How We Can Help With Self Managed Super Funds...

A Self-Managed Superannuation Fund (SMSF) is a small fund, controlled by its members.

The members maintain control by choosing what the fund will invested in and how it will be run.

There are many advantages of using an SMSF when compared to traditional funds, such as:

  • Increased flexibility of investment choices
  • Flexibility in the use of pension income streams
  • Control over your investment portfolio
  • The pooling of resources with other members
  • Access to Centrelink benefits, if applicable
  • Estate planning opportunities​
  • The opportunity to reduce income taxes and capital gains
  • Ability to transfer shares and other securities  into the fund
  • Ability to own real property within the fund
  • The opportunity to borrow or gear an investment, utilising a limited recourse borrowing arrangement, provided the asset is allowed under the SIS Act

We utilise Australia's most advanced Self Managed Super Fund accounting software - Class Super - to provide clients with the best services possible. 

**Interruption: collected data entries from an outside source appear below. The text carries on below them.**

Issue #995, opened 2021-11-25
Resource leak in update status


johscheuer:
I discovered today a scenario where the operator did not cleanup old pending Pods. The process group of that Pod were not being stored in the cluster status from Kubernetes under `processGroups`. In addition to that the Pods were in a Pending state and therefore are not part of the cluster status from the FDB cluster itself. I think the easiest solution for that is to change the `AddPods` method to check if there are Pods that have no process group and if so delete them, we should to the same for PVCs and services.

If I find some additional information I will provide it here.

PR #1028, opened 2022-01-13
Add plugin support to find Pods that are not part of the cluster status spec

johscheuer:
# Description

As part of https://github.com/FoundationDB/fdb-kubernetes-operator/issues/995 it would be useful if the plugin discovers this misbehaviour and reports it in the `analyse` command.

## Type of change

# Discussion

-

# Testing

Local + unit

# Documentation

-

# Follow-up

-


johscheuer (commented):
In another PR we might want to extend this to also find PVCs and services. With the latest change this shouldn't happen but I think having those checks in place doesn't hurt.

JoshuaMcManus (approved):

PR #1043, opened 2022-01-16
Refresh process group status and that Pods, PVCs and Services machting selector into account

johscheuer:
# Description

Fixes: https://github.com/FoundationDB/fdb-kubernetes-operator/issues/995

## Type of change

# Discussion

We already added process groups for PVCs and Services, I think we should also do that for Pods to ensure we are not leaking resources.

# Testing

Local.

# Documentation

-

# Follow-up

-


brownleej (approved):
👍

Class Super allows up-to-date processing and access to data feeds and market updates whilst providing compliant reporting capabilities.

Our administration services includes the following...

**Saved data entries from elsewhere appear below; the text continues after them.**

Issue #659, opened 2021-05-03
WATCH_NAMESPACE should be a command line flag


johscheuer:
Currently we can define the behaviour of the operator with `WATCH_NAMESPACE` to define if the operator should only watch a specific namespace. Instead of using an environment variable we should add a command line flag to define the watched namespace.

PR #1046, opened 2022-01-18
manager: add new cli flag `-watch-namespace`

ltsampros:
# Description

Add new cli flag `-watch-namespace` with same functionality as the `WATCH_NAMESPACE` env variable. For compatibility, I let the env var take precedence if set. 

Addresses issue: https://github.com/FoundationDB/fdb-kubernetes-operator/issues/659

## Type of change

### DIFF
--- a/config/samples/deployment.yaml
+++ b/config/samples/deployment.yaml
@@ -122,6 +122,9 @@ spec:
       containers:
       - command:
         - /manager
+        args:
+        - "-watch-namespace"
+        - "$(WATCH_NAMESPACE)"
         env:
         - name: FDB_NETWORK_OPTION_EXTERNAL_CLIENT_DIRECTORY
           value: /usr/bin/fdb
--- a/docs/manual/customization.md
+++ b/docs/manual/customization.md
@@ -255,7 +255,7 @@ To run the controller in single-namespace mode, you will need to configure the f
 
 * A service account for the controller
 * The serviceAccountName field in the controller's pod spec
-* A `WATCH_NAMESPACE` environment variable defined in the controller's pod spec or in the arguments of the st
+* A `WATCH_NAMESPACE` environment variable defined in the controller's pod spec or in the arguments of the container command
 * A Role that grants access to the necessary permissions to all of the resources that the controller manages. See the [sample role](https://raw.githubusercontent.com/FoundationDB/fdb-kubernetes-operator/master/config/samples/deployment/rbac_role.yaml) for the list of those permissions.
 * A RoleBinding that binds that role to the service account for the controller
 
--- a/docs/manual/customization.md
+++ b/docs/manual/customization.md
@@ -247,7 +247,7 @@ Our [sample deployment](https://raw.githubusercontent.com/foundationdb/fdb-kuber
 
 ### Single-Namespace Mode
 
-To use single-namespace mode, set the `WATCH_NAMESPACE` environment variable or the command-line option `-watch-namespace` for the controller to be the namespace where your FDB clusters will run. It does not have to be the same namespace where the operator is running, though this is generally the simplest way to configure it. When you are running in single-namespace mode, the controller will ignore any clusters you try to create in namespaces other than the one you give it. If both options are defined, the environment variable will take precedence.
+To use single-namespace mode, set the `WATCH_NAMESPACE` environment variable or the command-line option `-watch-namespace` for the controller to be the namespace where your FDB clusters will run. It does not have to be the same namespace where the operator is running, though this is generally the simplest way to configure it. When you are running in single-namespace mode, the controller will ignore any clusters you try to create in namespaces other than the one you give it. If both options are defined, the command line argument will be used.
 
 The advantage of single-namespace mode is that it allows owners of different namespaces to run the operator themselves without needing access to other namespaces that may be managed by other tenants. The only cluster-level configuration it requires is the installation of the CRD. The disadvantage of single-namespace mode is that if you are running multiple namespaces for a single team, each namespace will need its own installation of the controller, which can make it more operationally challenging.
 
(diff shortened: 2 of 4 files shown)


docs/manual/customization.md
```diff
@@ -247,23 +247,23 @@ Our [sample deployment](https://raw.githubusercontent.com/foundationdb/fdb-kuber
 
 ### Single-Namespace Mode
 
-To use single-namespace mode, set the `WATCH_NAMESPACE` environment variable for the controller to be the namespace where your FDB clusters will run. It does not have to be the same namespace where the operator is running, though this is generally the simplest way to configure it. When you are running in single-namespace mode, the controller will ignore any clusters you try to create in namespaces other than the one you give it.
+To use single-namespace mode, set the `WATCH_NAMESPACE` environment variable or the command-line option `-watch-namespace` for the controller to be the namespace where your FDB clusters will run. It does not have to be the same namespace where the operator is running, though this is generally the simplest way to configure it. When you are running in single-namespace mode, the controller will ignore any clusters you try to create in namespaces other than the one you give it. If both options are defined, the environment variable will take precedence.
```
johscheuer, line 250: I would remove the env variable option in the docs and only mention the new cli flag.

setup/setup.go
```diff
@@ -146,7 +148,10 @@ func StartManager(
 
 	namespace := os.Getenv("WATCH_NAMESPACE")
 	if namespace != "" {
+		setupLog.Info("WATCH_NAMESPACE env variable will be deprecated.\nPlease use the command line option -watch-namespace instead")
 		options.Namespace = namespace
+	} else if operatorOpts.WatchNamespace != "" {
+		options.Namespace = operatorOpts.WatchNamespace
```
johscheuer, line 154: I think implementing this as a fallback is the better option e.g. if the cli argument is not set take the value from the env variable.

johscheuer (changes requested):
As part of this PR we should also change all the examples to use the new cli flag instead of the env variable (e.g. https://github.com/FoundationDB/fdb-kubernetes-operator/blob/main/config/samples/deployment.yaml#L128-L131)

docs/manual/customization.md
brownleej: The environment variable is useful because you can set it to specify the namespace the operator is running in via the downward API, which AFAIK is not possible for command-line arguments.

docs/manual/customization.md
```diff
@@ -247,23 +247,23 @@ Our [sample deployment](https://raw.githubusercontent.com/foundationdb/fdb-kuber
...
 
 The advantage of single-namespace mode is that it allows owners of different namespaces to run the operator themselves without needing access to other namespaces that may be managed by other tenants. The only cluster-level configuration it requires is the installation of the CRD. The disadvantage of single-namespace mode is that if you are running multiple namespaces for a single team, each namespace will need its own installation of the controller, which can make it more operationally challenging.
 
 To run the controller in single-namespace mode, you will need to configure the following things:
 
 * A service account for the controller
 * The serviceAccountName field in the controller's pod spec
-* A `WATCH_NAMESPACE` environment variable defined in the controller's pod spec
+* A `WATCH_NAMESPACE` environment variable defined in the controller's pod spec or in the arguments of the st
```
brownleej, line 258: Is this supposed to have more words?

docs/manual/customization.md
```diff
@@ -276,7 +276,7 @@ To run the controller in global mode, you will need to configure the following t
 
 You can build this kind of configuration easily from the sample deployment by changing the following things:
 
-* Delete the configuration for the `WATCH_NAMESPACE` variable
+* Delete the configuration for the `WATCH_NAMESPACE` variable or remove the command line option `-watch-namespace`.
```
brownleej, line 279: Since this is referring specifically to the sample deployment, I don't think we need to change this section of the docs until we change the sample deployment.

brownleej (changes requested):

docs/manual/customization.md
johscheuer: That makes sense and is a valid concern. One option would be to have the env variable `WATCH_NAMESPACE` as the default value for the `--watch-namespace` flag? That would support both the usage of the env variable and the specific passing of the new cli flag?

ltsampros: That makes sense to me.

johscheuer (commented):
Congratulations @ltsampros for the first passing pipeline :) 🎉

config/samples/deployment.yaml
```diff
@@ -122,6 +122,9 @@ spec:
       containers:
       - command:
         - /manager
+        args:
+        - "-watch-namespace"
+        - "$(WATCH_NAMESPACE)"
```
brownleej, line 127: I didn't know Kubernetes had first-class support for variable substitution in the args. That's neat!

docs/manual/customization.md
```diff
@@ -247,23 +247,23 @@ Our [sample deployment](https://raw.githubusercontent.com/foundationdb/fdb-kuber
...
+* A `WATCH_NAMESPACE` environment variable defined in the controller's pod spec or in the arguments of the container command
 * A Role that grants access to the necessary permissions to all of the resources that the controller manages. See the [sample role](https://raw.githubusercontent.com/FoundationDB/fdb-kubernetes-operator/master/config/samples/deployment/rbac_role.yaml) for the list of those permissions.
 * A RoleBinding that binds that role to the service account for the controller
 
 The sample deployment provides all of this configuration.
 
 ### Global Mode
 
-To use global mode, omit the `WATCH_NAMESPACE` environment variable for the controller. When you are running in global mode, the controller will watch for changes to FDB clusters in all namespaces, and will manage them all through a single instance of the controller.
+To use global mode, omit the `WATCH_NAMESPACE` environment variable or the `-watch-namespace` command line flag for the controller. When you are running in global mode, the controller will watch for changes to FDB clusters in all namespaces, and will manage them all through a single instance of the controller.
```
brownleej, line 266: Nitpick: I think this should say you have to omit the variable *and* the flag, rather than the variable *or* the flag.

brownleej (approved):
Other than a nitpick on wording, this looks good to me.

johscheuer (approved):
LGTM 👍

docs/manual/customization.md
ltsampros: Addressed.

Issue #735, opened 2021-06-02
Provide an issue template


johscheuer:
We should create an issue template to make it easier to file issues in that repository one rough idea would be adding some categories (could be used for automatic labels) like `bug`, `feature` and then the component `sidecar`, `plugin`, `cluster-controller`, etc. I'll write down a template this week as a starting point.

  • Preparation of annual Financial Statements
  • Preparation of annual Income Tax Return
  • ​Preparation of annual SMSF Audit
  • ​Review of SMSF for potential upgrades and strategies
  • We outsource the annual Audit of the SMSF but is organised internally so you won’t have to worry about a thing!
  • Preparation of Minutes where required, including:
  • ​Pension establishment
  • ​Salary Sacrifice
  • ​Re-contribution Strategy
  • ​Limited Recourse Borrowing arrangements
  • ​Purchasing direct property in the SMSF

Important Things To Consider Before Establishing a Self Managed Super Fund

1. Why are you looking to establish an Self Managed Super Fund?

The most common reasons for individuals to establish an SMSF are 'control' and 'choice'. Control and choice are important concepts to many people and primarily relate to investments and strategies. Normal retail funds do not always provide the range of choices in investments that are available to SMSFs (especially in direct property ownership and sometimes in individual investments in securities).

2. How much money will be available on commencement of the Self Managed Super Fund?

It is widely accepted that $200,000 is needed to ensure the costs of running an SMSF are not prohibitive. Initial start up funds will vary from case to case however. This start up capital typically comes from rollovers from existing superannuation funds.

3. Who will assist with the administration of the fund?

It is important for Trustees to engage specialists to assist with the administration of their new Self Managed Super Fund. The Super Legislation is complex and penalties for breaches can be severe. A trusted adviser can guide Trustees through these complexities and handle all of the administrative duties such as preparation of annual Income Tax Returns, Financial Statements and Audit.

4. What trustee structure will you use?

Trustees can choose to utilise a corporate trustee structure or individual Trustees. Although additional costs are involved, there are many benefits to using a corporate trustee. We can assist to determine the most appropriate structure to suit each individual.

5. What will you do if you become incapacitated?

Consideration should be given to how the fund will operate if one or more Trustees become incapacitated and unable to fulfil their Trustee responsibilities for a period of time. Trustees should consider who they would like to appoint under a Power of Attorney to assume Trustee responsibility in these situations.

6. Have you thought about your investment strategy?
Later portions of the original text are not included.